What affects the inequality sign when rearranging a quadratic inequality?

The inequality sign is unchanged by
- Adding or subtracting a term to both sides
  - E.g. $\begin{array}{rcl} x & > & 9 \end{array}$ becomes $\begin{array}{rcl} x + 3 & > & 12 \end{array}$
- Multiplying or dividing both sides by a positive term
  - E.g. $\begin{array}{rcl} x & > & 9 \end{array}$ becomes $\begin{array}{rcl} 3 x & > & 27 \end{array}$
The inequality sign flips (< changes to >) when
- Multiplying or dividing both sides by a negative term
  - E.g. $\begin{array}{rcl} x & > & 9 \end{array}$ becomes $\begin{array}{rcl} - 3 x & < & - 27 \end{array}$

How do I solve a quadratic inequality?

STEP 1
Rearrange the inequality into quadratic form with a positive squared term and with zero on one side
- E.g. $a x^{2} + b x + c > 0$
STEP 2
Find the roots of the quadratic equation
- Solve $a x^{2} + b x + c = 0$ to get $x_{1}$ and $x_{2}$ where $x_{1} < x_{2}$
STEP 3
Sketch a graph of the quadratic and label the roots
- As the squared term is positive it will be concave up, i.e. U-shaped
STEP 4
Identify the region on the graph which satisfies the inequality
- If you want the graph to be above the $x$ -axis then the region will be the two intervals outside of the two roots
  - E.g. for $a x^{2} + b x + c > 0$ , the solution is $x < x_{1}$ or $x > x_{2}$
  - and for $a x^{2} + b x + c \geq 0$ , the solution is $x \leq x_{1}$ or $x \geq x_{2}$
- If you want the graph to be below the $x$ -axis then choose the region to be the interval between the two roots
  - E.g. for $a x^{2} + b x + c < 0$ , the solution is $x_{1} < x < x_{2}$
  - and for $a x^{2} + b x + c \leq 0$ , the solution is $x_{1} \leq x \leq x_{2}$

How do I solve a quadratic inequality of the form (x-h)²<n or (x-h)²>n?

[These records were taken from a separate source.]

PR #172, opened 2018-02-23
Add com.netflix.hollow.core.type support for Byte

akhaku:
Rather than generating Byte classes when we encouunter a
Byte as part of another Type, introduce a top-level Byte
type as part of the core hollow types. Bytes are stored
as integers under the hood, and the generated classes will
use integers, similar to how a primitive byte gets converted
to an int.
Adding support for byte to the hollow schema is out of scope
for this PR.

### DIFF
--- a/hollow/src/main/java/com/netflix/hollow/core/type/ByteTypeAPI.java
+++ b/hollow/src/main/java/com/netflix/hollow/core/type/ByteTypeAPI.java
@@ -1,0 +1,60 @@
+/*
+ *
+ *  Copyright 2018 Netflix, Inc.
+ *
+ *     Licensed under the Apache License, Version 2.0 (the "License");
+ *     you may not use this file except in compliance with the License.
+ *     You may obtain a copy of the License at
+ *
+ *         http://www.apache.org/licenses/LICENSE-2.0
+ *
+ *     Unless required by applicable law or agreed to in writing, software
+ *     distributed under the License is distributed on an "AS IS" BASIS,
+ *     WITHOUT WARRANTIES OR CONDITIONS OF ANY KIND, either express or implied.
+ *     See the License for the specific language governing permissions and
+ *     limitations under the License.
+ *
+ */
+package com.netflix.hollow.core.type;
+
+import com.netflix.hollow.api.custom.HollowAPI;
+import com.netflix.hollow.api.custom.HollowObjectTypeAPI;
+import com.netflix.hollow.core.read.dataaccess.HollowObjectTypeDataAccess;
+import com.netflix.hollow.core.type.delegate.ByteDelegateLookupImpl;
+
+public class ByteTypeAPI extends HollowObjectTypeAPI {
+
+    private final ByteDelegateLookupImpl delegateLookupImpl;
+
+    public ByteTypeAPI(HollowAPI api, HollowObjectTypeDataAccess typeDataAccess) {
+        super(api, typeDataAccess, new String[] {
+            "value"
+        });
+        this.delegateLookupImpl = new ByteDelegateLookupImpl(this);
+    }
+
+    public int getValue(int ordinal) {
+        if(fieldIndex[0] == -1)
+            return missingDataHandler().handleByte("Byte", ordinal, "value");
+        // bytes are actually stored as ints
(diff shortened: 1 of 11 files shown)


hollow/src/main/java/com/netflix/hollow/core/type/ByteTypeAPI.java
```diff
@@ -0,0 +1,60 @@
...
+    private final ByteDelegateLookupImpl delegateLookupImpl;
+
+    public ByteTypeAPI(HollowAPI api, HollowObjectTypeDataAccess typeDataAccess) {
+        super(api, typeDataAccess, new String[] {
+            "value"
+        });
+        this.delegateLookupImpl = new ByteDelegateLookupImpl(this);
+    }
+
+    public int getValue(int ordinal) {
```
akhaku, line 36: One possibility is to have these methods return byte and Byte, to make it easier if we ever add byte support to the schema (probably a breaking change, so maybe with Hollow 3). Thoughts?

akhaku:
Feedback on the approach would be great, as well as on good tests to add. I looked through PrimitiveDataAccessorTest and adding a ByteDataAccessorTest, but that seems to involve adding bytes to the type schema, as far as I can tell.

hollow/src/main/java/com/netflix/hollow/core/type/ByteTypeAPI.java
davesu: To be consistent it seems best to return byte, regardless how internally it is stored.

hollow/src/main/java/com/netflix/hollow/core/type/ByteTypeAPI.java
```diff
@@ -0,0 +1,60 @@
...
+        if(fieldIndex[0] == -1)
+            return missingDataHandler().handleByte("Byte", ordinal, "value");
+        // bytes are actually stored as ints
+        return getTypeDataAccess().readInt(ordinal, fieldIndex[0]);
+    }
+
+    public Integer getValueBoxed(int ordinal) {
```
davesu, line 43: To be consistent it seems best to return Byte, regardless how internally it is stored.

davesu:
I don't believe it is trivial to properly introduce new hollow primitive types and will require much more changes to properly treat byte as a hollow primitive type such as changes to:

- HollowObjectTypeDataAccess
- HollowObjectSchema.FieldType
- Hollow Code Generator(s)

MORE IMPORTANTLY, it will likely break lots of external code that walks through the hollow schema such as :

         switch(schema.getFieldType(i)) {
            case BOOLEAN:
                return "false";
            case DOUBLE:
                return "java.lang.Double.NaN";
            case FLOAT:
                return "java.lang.Float.NaN";
            case INT:
                return "java.lang.Integer.MIN_VALUE";
            case LONG:
                return "java.lang.Long.MIN_VALUE";
            case BYTES:
            case STRING:
            case REFERENCE:
                return "null";
        }

Take a look at code references to HollowObjectSchema.FieldType.BYTES and that should give you an idea additional those places that needs to change to support FieldType.BYTE.  And likely more.

NOTE:  As currently proposed in this PR to store byte as INT in hollow blob without thorough support throughout hollow will likely cause issues.

davesu:
Actually, I forgot to mention that hollow primitive type means data can be inlined (as well as being referenced) and having both int and byte being stored as "int" in inlined mode, I am not sure how hollow will be able to differentiate between them.

akhaku:
> I am not sure how hollow will be able to differentiate between them

Yeah, that's a problem we have today. If you have a `byte` type in your model, it comes out the generated side as an `int`, since we don't have a `byte` type in the hollow schema. However, if you have a `Byte`, we generate Byte{Delegate*,DataAccessor,HollowFactory,TypeAPI} (what we would normally do for any user-defined objects). Generally this is fine, but Byte in those files conflict with java.lang.Byte, because of a star import.
I'll put up a PR to handle this another way, please hold.
EDIT #177 now up as an alternative solution. Also created #176 to describe the problem in more detail.

akhaku:
Declining in favor of #177 to fix #176

PR #742, opened 2025-06-18
throw null ptr exception when constructing null pkey idx

kvoli:
When constructing a primary key index where a referenced key field
contains a null value, an array out of bounds exception would be thrown:

```
java.lang.ArrayIndexOutOfBoundsException: 0
```

Now, throw a null pointer exception instead, with information detailing
the type, field and ordinal:

```
java.lang.NullPointerException: Cannot hash null field id in type Movie at ordinal 0
```


Sunjeet (approved):

kvoli:
TYFTR!

PR #743, opened 2025-06-20
add top level schema page in explorer ui

kvoli:
Clicking on `Browse Top Level Schemas` will return a schema page with all of the top level schemas. A top level schema is not referenced by any other schema.

As part of this change, the `BrowseSchemaPage` was updated to support displaying multiple types.

### DIFF
--- a/hollow-explorer-ui/src/main/resources/explorer-header.vm
+++ b/hollow-explorer-ui/src/main/resources/explorer-header.vm
@@ -34,10 +34,15 @@
 			#end
 			#if($stateVersion)
 				<td class="nav">[ State Version: $stateVersion ]</td>
-			#end			
-			#if($type)
+			#end
+			## When $type is defined and is not a list, display links to browse
+			## data and schema for that type.
+			#if($type && !($type.size() > 0))
 				<td class="nav">[ Type: <span style="font-family: monospace;">$esc.html($type)</span> ]</td>
 				<td class="nav">[ <a href="$basePath/type?type=$esc.url($type)">Browse Data</a> | <a href="$basePath/schema?type=$esc.url($type)">Browse Schema</a> ]</td>
+			#end
+			#if(!$type && $topLevelTypes && $topLevelTypes.size() > 0)
+				<td class="nav">[ <a href="$basePath/schema?#foreach($t in $topLevelTypes)type=$esc.url($t)#if($foreach.hasNext)&amp;#end#end">Browse Top Level Schemas</a> ]</td>
 			#end
 			<td class="nav">[ <a href="$basePath/query">SEARCH</a> ]</td>
 		</tr>
--- a/hollow-explorer-ui/src/main/java/com/netflix/hollow/explorer/ui/pages/BrowseSchemaPage.java
+++ b/hollow-explorer-ui/src/main/java/com/netflix/hollow/explorer/ui/pages/BrowseSchemaPage.java
@@ -21,6 +21,8 @@ import com.netflix.hollow.explorer.ui.model.SchemaDisplay;
 import com.netflix.hollow.explorer.ui.model.SchemaDisplayField;
 import com.netflix.hollow.ui.HollowUISession;
 import java.io.Writer;
+import java.util.ArrayList;
+import java.util.List;
 import javax.servlet.http.HttpServletRequest;
 import org.apache.velocity.VelocityContext;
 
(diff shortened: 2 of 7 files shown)


hollow/src/main/java/com/netflix/hollow/core/read/engine/HollowReadStateEngine.java
```diff
@@ -200,6 +201,43 @@ public Map<String, Long> calcApproxShardSizePerType() {
...
     }
 
+    /* *
+     * Finds the top-level types in the Hollow dataset. A top-level type is one that is not a
+     * reference from another type, i.e., it is not an element of a list, set, or map, nor is it
+     * a field in an object schema.
+     *
+     * @return a set of top-level type names
+     */
+    public Set<String> topLevelTypes() {
```
Sunjeet: consider moving this to a HollowSchemaUtil in `com.netflix.hollow.core.schema`

hollow/src/main/java/com/netflix/hollow/core/read/engine/HollowReadStateEngine.java
```diff
@@ -41,6 +41,7 @@
 import java.util.List;
 import java.util.Map;
 import java.util.Set;
+import java.util.stream.Collectors;
```
Sunjeet: nit: unused import?

hollow-explorer-ui/src/main/resources/explorer-header.vm
```diff
@@ -34,11 +34,14 @@
 			#end
 			#if($stateVersion)
 				<td class="nav">[ State Version: $stateVersion ]</td>
-			#end			
-			#if($type)
+			#end
+			#if($type && !($type.size() > 0))
```
Sunjeet, line 40: trying to understand this if condition, a code comment might be useful here

hollow-explorer-ui/src/main/resources/explorer-header.vm
```diff
@@ -34,11 +34,14 @@
...
 				<td class="nav">[ Type: <span style="font-family: monospace;">$esc.html($type)</span> ]</td>
 				<td class="nav">[ <a href="$basePath/type?type=$esc.url($type)">Browse Data</a> | <a href="$basePath/schema?type=$esc.url($type)">Browse Schema</a> ]</td>
 			#end
+			#if(!$type)
```
Sunjeet: should we be checking that $topLevelTypes is non null?

hollow/src/main/java/com/netflix/hollow/core/read/engine/HollowReadStateEngine.java
kvoli: Good catch, removed.

hollow-explorer-ui/src/main/resources/explorer-header.vm
kvoli: Added a comment.

hollow-explorer-ui/src/main/resources/explorer-header.vm
kvoli: Good idea, updated.

hollow/src/main/java/com/netflix/hollow/core/read/engine/HollowReadStateEngine.java
kvoli: Done.

hollow/src/main/java/com/netflix/hollow/core/read/engine/HollowReadStateEngine.java
kvoli: Good catch, removed.

hollow-explorer-ui/src/main/resources/explorer-header.vm
kvoli: Added a code comment.

hollow-explorer-ui/src/main/resources/explorer-header.vm
kvoli: It isn't strictly necessary given we populate the type on every other page, other than the home page. It is a good idea for the future, in-case other pages are added which also don't populate $type. Updated to check `$topLevelTypes`.

Sunjeet (approved):

kvoli:
TYFTR!

PR #744, opened 2025-06-20
add null primary key validator

kvoli:
Null primary keys are not supported. Add a validator which can be used to detect when a record with a null primary key field is produced.

### DIFF
--- a/hollow/src/main/java/com/netflix/hollow/api/producer/validation/NullPrimaryKeyFieldValidator.java
+++ b/hollow/src/main/java/com/netflix/hollow/api/producer/validation/NullPrimaryKeyFieldValidator.java
@@ -1,0 +1,180 @@
+package com.netflix.hollow.api.producer.validation;
+
+import com.netflix.hollow.api.producer.HollowProducer;
+import com.netflix.hollow.core.index.key.PrimaryKey;
+import com.netflix.hollow.core.read.HollowReadFieldUtils;
+import com.netflix.hollow.core.read.engine.HollowReadStateEngine;
+import com.netflix.hollow.core.read.engine.object.HollowObjectTypeReadState;
+import com.netflix.hollow.core.schema.HollowObjectSchema;
+import com.netflix.hollow.core.schema.HollowSchema;
+import com.netflix.hollow.core.write.objectmapper.HollowPrimaryKey;
+import com.netflix.hollow.core.write.objectmapper.HollowTypeMapper;
+
+import java.util.Arrays;
+import java.util.BitSet;
+import java.util.HashMap;
+import java.util.Map;
+import java.util.Objects;
+import java.util.stream.Collectors;
+
+import static com.netflix.hollow.core.HollowConstants.ORDINAL_NONE;
+
+/**
+ * A validator that fails if any records of a given type have null primary key fields.
+ * <p>
+ * The primary key may be declared on a data model class using the {@link HollowPrimaryKey} annotation, may be
+ * declared more directly using {@link PrimaryKey} with {@link HollowObjectSchema}, or declared explicitly when
+ * instantiating this validator.
+ */
+public class NullPrimaryKeyFieldValidator implements ValidatorListener {
+    private static final String NAME = NullPrimaryKeyFieldValidator.class.getName();
+    private static final String NULL_PRIMARY_KEYS_FOUND_ERROR_MSG_FORMAT =
+            "Null primary key fields found for type %s. Primary Key in schema is %s. "
+                    + "Null records: [%s]";
+    private static final String NO_PRIMARY_KEY_ERROR_MSG_FORMAT =
+            "NullPrimaryKeyFieldValidator defined but unable to find primary key for data type %s. "
+                    + "Please check schema definition.";
+
+    private static final String NO_SCHEMA_FOUND_MSG_FORMAT =
+            "NullPrimaryKeyFieldValidator defined for data type %s but schema not found. "
+                    + "Please check that the HollowProducer is initialized with "
+                    + "the data type's schema (see initializeDataModel)";
+    private static final String NOT_AN_OBJECT_ERROR_MSG_FORMAT =
+            "NullPrimaryKeyFieldValidator is defined but schema type of %s is not Object. "
+                    + "This validation cannot be done.";
+
+    private static final String FIELD_PATH_NAME = "FieldPaths";
+    private static final String DATA_TYPE_NAME = "Typename";
+
+    private final String dataTypeName;
+
+    /**
+     * Creates a validator to detect records with null primary key fields for the type
+     * that corresponds to the given data type class annotated with {@link HollowPrimaryKey}.
+     *
+     * @param dataType the data type class
+     * @throws IllegalArgumentException if the data type class is not annotated with {@link HollowPrimaryKey}
+     */
+    public NullPrimaryKeyFieldValidator(Class<?> dataType) {
+        Objects.requireNonNull(dataType);
+
+        if (!dataType.isAnnotationPresent(HollowPrimaryKey.class)) {
+            throw new IllegalArgumentException("The data class " +
+                    dataType.getName() +
+                    " must be annotated with @HollowPrimaryKey");
+        }
+
+        this.dataTypeName = HollowTypeMapper.getDefaultTypeName(dataType);
+    }
+
+    /**
+     * Creates a validator to detect records with null primary keys of the type
+     * that corresponds to the given data type class annotated with {@link HollowPrimaryKey}.
+     * <p>
+     * The validator will fail, when {@link #onValidate validating}, if a schema with a
+     * primary key definition does not exist for the given data type name.
+     *
+     * @param dataTypeName the data type name
+     */
+    public NullPrimaryKeyFieldValidator(String dataTypeName) {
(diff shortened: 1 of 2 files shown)


hollow/src/main/java/com/netflix/hollow/core/index/key/HollowPrimaryKeyValueDeriver.java
```diff
@@ -144,11 +146,20 @@ private Object readValue(int ordinal, int fieldIdx) {
         int lastFieldPath = fieldPathIndexes[fieldIdx].length - 1;
         for (int i = 0; i < lastFieldPath; i++) {
             int fieldPosition = fieldPathIndexes[fieldIdx][i];
+            if (ordinal == ORDINAL_NONE) {
```
kvoli: This seemed like a logical place to add null checks, since `HollowPrimaryKeyValueDeriver` supports getting the resolved pkey value. But this is also used for indexing. Should the logic to resolve a pkey, while handling null fields exist here or somewhere else?

hollow/src/main/java/com/netflix/hollow/api/producer/validation/NullPrimaryKeyValidator.java
```diff
@@ -0,0 +1,197 @@
...
+
+
+    /**
+     * Creates a validator to detect records with null primary keys of the type
+     * that corresponds to the given data type class annotated with {@link HollowPrimaryKey}.
+     *
+     * @param dataType the data type class
+     * @throws IllegalArgumentException if the data type class is not annotated with {@link HollowPrimaryKey}
+     */
+    public NullPrimaryKeyValidator(Class<?> dataType) {
```
Sunjeet: nit: distinguish from primary key being null in name, for if we ever drop the constraints that fields comprising the pkey cant be null (but still constrain that pkey cant be null)

hollow/src/main/java/com/netflix/hollow/api/producer/validation/NullPrimaryKeyValidator.java
```diff
@@ -0,0 +1,197 @@
...
+     * Creates a validator to detect records with null primary keys of the type
+     * that corresponds to the given data type class annotated with {@link HollowPrimaryKey}.
+     * <p>
+     * The validator will fail, when {@link #onValidate validating}, if a schema with a primary key definition does not
+     * exist for the given data type name.
+     *
+     * @param dataTypeName the data type name
+     * @param fieldPathNames the field paths defining the primary key
+     */
+    public NullPrimaryKeyValidator(String dataTypeName, String[] fieldPathNames) {
```
Sunjeet: Can drop this constructor. A different validator (i'm thinking duplicate data detection) might have something like this to support combinations of fields other than the set of primary keys defined in the data model. Seems ok to restrict this one to primary keys defined in the data model.

hollow/src/main/java/com/netflix/hollow/api/producer/validation/NullPrimaryKeyValidator.java
```diff
@@ -0,0 +1,197 @@
...
+     * {@code NullPrimaryKeyValidator} validator is not already registered for the same primary key type name).
+     *
+     * @param producer the producer
+     * @apiNote This method registers a {@code NullPrimaryKeyValidator} validator with only the primary key type
+     * name and not, in addition, the primary key fields.  This is to ensure, for the common case, duplicate listeners
+     * are not registered by this method if listeners with the same type names were explicitly registered when
+     * building the producer.
+     * @see HollowProducer#initializeDataModel(Class[])
+     */
+    public static void addValidatorsForSchemaWithPrimaryKey(HollowProducer producer) {
```
Sunjeet: Usage of this api relying on the user to call this after initializeDataModel and before runCycle doesn't seem great, maybe better to stick with the generic validator contract. We can drop this method, and explicitly invoke this validator for each type from elsewhere (cinder for netflix internal)

Fwiw the most common producer usage I've encountered is-
```
producer = producerBuilder
    .withListener(...)
    .withListener(...)
    .build();
producer.initializeDataModel(...);
producer.runCycle();
```

hollow/src/main/java/com/netflix/hollow/core/index/key/HollowPrimaryKeyValueDeriver.java
Sunjeet: Not feeling great about introducing branching in the happy path, for the validator use case. Maybe for the validator it would be better to iterate over the fields in a primary key, then for each field iterate over the ordinals and call read ordinal at every part of the field path to check if we get an ORDINAL_NONE back?

hollow/src/main/java/com/netflix/hollow/api/producer/validation/NullPrimaryKeyValidator.java
kvoli: Done.

hollow/src/main/java/com/netflix/hollow/api/producer/validation/NullPrimaryKeyValidator.java
kvoli: Done.

hollow/src/main/java/com/netflix/hollow/core/index/key/HollowPrimaryKeyValueDeriver.java
kvoli: Updated to iterate over the primary key fields in the validator class instead of in the `HollowPrimaryKeyValueDeriver`.

hollow/src/main/java/com/netflix/hollow/api/producer/validation/NullPrimaryKeyValidator.java
kvoli: Unsure I follow, could you explain further -- If the fields comprising the primary key are null, isn't that the same as the primary key being null?

azeng-netflix:
Looks good. Also wonder if it'd be helpful to directly add the null-check into the write path? I have briefly looked into it and think it might look like [this](https://github.com/Netflix/hollow/pull/745), probably also want to add a feature flag for it.

kvoli:
> Looks good. Also wonder if it'd be helpful to directly add the null-check into the write path? I have briefly looked into it and think it might look like [this](https://github.com/Netflix/hollow/pull/745), probably also want to add a feature flag for it.

Nice. Do you think it would be helpful to have both the validator and the null-check on the write path? With either enabled, the producer cycle would fail if I understand correctly.

hollow/src/main/java/com/netflix/hollow/api/producer/validation/NullPrimaryKeyValidator.java
Sunjeet: this was just a little naming thing, to make the distinction between- any field comprising primary key being null vs. all fields being null

Sunjeet:
> > Looks good. Also wonder if it'd be helpful to directly add the null-check into the write path? I have briefly looked into it and think it might look like [this](https://github.com/Netflix/hollow/pull/745), probably also want to add a feature flag for it.
> 
> Nice. Do you think it would be helpful to have both the validator and the null-check on the write path? With either enabled, the producer cycle would fail if I understand correctly.

Re: enforcing in the write path- there maybe some rollout challenges there for e.g. incremental producer is known to duplicate primary keys in non top level types

hollow/src/main/java/com/netflix/hollow/api/producer/validation/NullPrimaryKeyValidator.java
kvoli: Updated the class name to `NullPrimaryKeyFieldValidator`. Let me know if that is what you had in mind.

hollow/src/main/java/com/netflix/hollow/api/producer/validation/NullPrimaryKeyFieldValidator.java
```diff
@@ -0,0 +1,180 @@
...
+        vrb.detail(FIELD_PATH_NAME, fieldPaths);
+
+        Map<Integer, Object[]> ordinalToNullPkey = getNullPrimaryKeyValues(readState, primaryKey);
+        if (!ordinalToNullPkey.isEmpty()) {
+            return vrb.failed(String.format(NULL_PRIMARY_KEYS_FOUND_ERROR_MSG_FORMAT,
+                    dataTypeName, fieldPaths,
+                    nullKeysToString(ordinalToNullPkey)));
+        }
+
+        return vrb.passed();
```
spjegan: It would be good to add a message here, similar to [other](https://github.com/Netflix/hollow/blob/master/hollow/src/main/java/com/netflix/hollow/api/producer/validation/RecordCountPercentChangeValidator.java#L82-L85) validators

spjegan (approved):

hollow/src/main/java/com/netflix/hollow/api/producer/validation/NullPrimaryKeyFieldValidator.java
kvoli: Good idea, done.

kvoli:
@Sunjeet could take another pass when you get a chance?

Sunjeet (approved):

kvoli:
TYFTRs!

PR #746, opened 2025-06-24
Fix RecordCountPercentChangeValidator name

kvoli:
The name was erroneously set to the `RecordCountVarianceValidator` class name instead of `RecordCountPercentChangeValidator`.


spjegan (approved):

kvoli:
TYFTR!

The safest way is to expand and rearrange, then follow the steps above
A common mistake is writing $x - h < \pm \sqrt{n}$ or $x - h > \pm \sqrt{n}$
- This is NOT correct!
The correct solution to ${(x - h)}^{2} < n$ is
- $|x - h| < \sqrt{n}$ which can be written as $- \sqrt{n} < x - h < \sqrt{n}$
- The final solution is $h - \sqrt{n} < x < h + \sqrt{n}$
The correct solution to ${(x - h)}^{2} > n$ is
- $|x - h| > \sqrt{n}$ which can be written as $x - h < - \sqrt{n}$ or $x - h > \sqrt{n}$
- The final solution is $x < h - \sqrt{n}$ or $x > h + \sqrt{n}$

Examiner Tips and Tricks

Use your GDC to help select the correct region(s) for the inequality. Some models may have the ability to solve inequalities directly.

The safest method is to always sketch the graph and consider which region you want.

Worked Example

Find the set of values which satisfy $3 x^{2} + 2 x - 6 > x^{2} + 4 x - 2$ .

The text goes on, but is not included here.